_LISTED ENTRIES_.
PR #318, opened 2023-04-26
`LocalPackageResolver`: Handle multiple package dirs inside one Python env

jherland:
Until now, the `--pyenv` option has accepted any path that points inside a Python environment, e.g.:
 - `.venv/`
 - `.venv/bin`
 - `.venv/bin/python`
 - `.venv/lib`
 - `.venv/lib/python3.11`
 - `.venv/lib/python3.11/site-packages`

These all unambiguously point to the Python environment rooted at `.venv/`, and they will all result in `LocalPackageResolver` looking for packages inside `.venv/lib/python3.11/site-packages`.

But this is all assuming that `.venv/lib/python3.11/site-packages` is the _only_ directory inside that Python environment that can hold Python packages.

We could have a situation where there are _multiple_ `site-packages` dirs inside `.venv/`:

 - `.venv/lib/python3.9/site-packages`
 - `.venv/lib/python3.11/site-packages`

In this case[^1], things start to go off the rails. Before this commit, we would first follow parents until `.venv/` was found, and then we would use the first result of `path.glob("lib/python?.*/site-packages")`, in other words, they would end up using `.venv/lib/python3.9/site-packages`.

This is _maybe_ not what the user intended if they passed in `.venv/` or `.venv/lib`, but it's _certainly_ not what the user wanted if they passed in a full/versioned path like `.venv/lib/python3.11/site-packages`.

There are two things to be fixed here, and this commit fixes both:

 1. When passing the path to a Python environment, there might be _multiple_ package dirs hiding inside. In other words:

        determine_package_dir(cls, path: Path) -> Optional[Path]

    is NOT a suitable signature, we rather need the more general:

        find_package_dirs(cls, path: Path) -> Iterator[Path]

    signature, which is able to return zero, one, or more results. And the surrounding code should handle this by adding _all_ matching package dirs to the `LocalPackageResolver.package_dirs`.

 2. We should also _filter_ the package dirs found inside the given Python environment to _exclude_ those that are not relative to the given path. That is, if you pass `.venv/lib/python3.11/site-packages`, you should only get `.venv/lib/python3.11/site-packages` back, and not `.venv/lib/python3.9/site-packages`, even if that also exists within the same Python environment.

_PROBLEM DESCRIPTION_.
Print exactly the lines above from the one with "is NOT a suitable" to the one with "signature, which is", including both.

_OUTPUT FOR THIS TASK_.
    is NOT a suitable signature, we rather need the more general:

        find_package_dirs(cls, path: Path) -> Iterator[Path]

    signature, which is able to return zero, one, or more results. And the surrounding code should handle this by adding _all_ matching package dirs to the `LocalPackageResolver.package_dirs`.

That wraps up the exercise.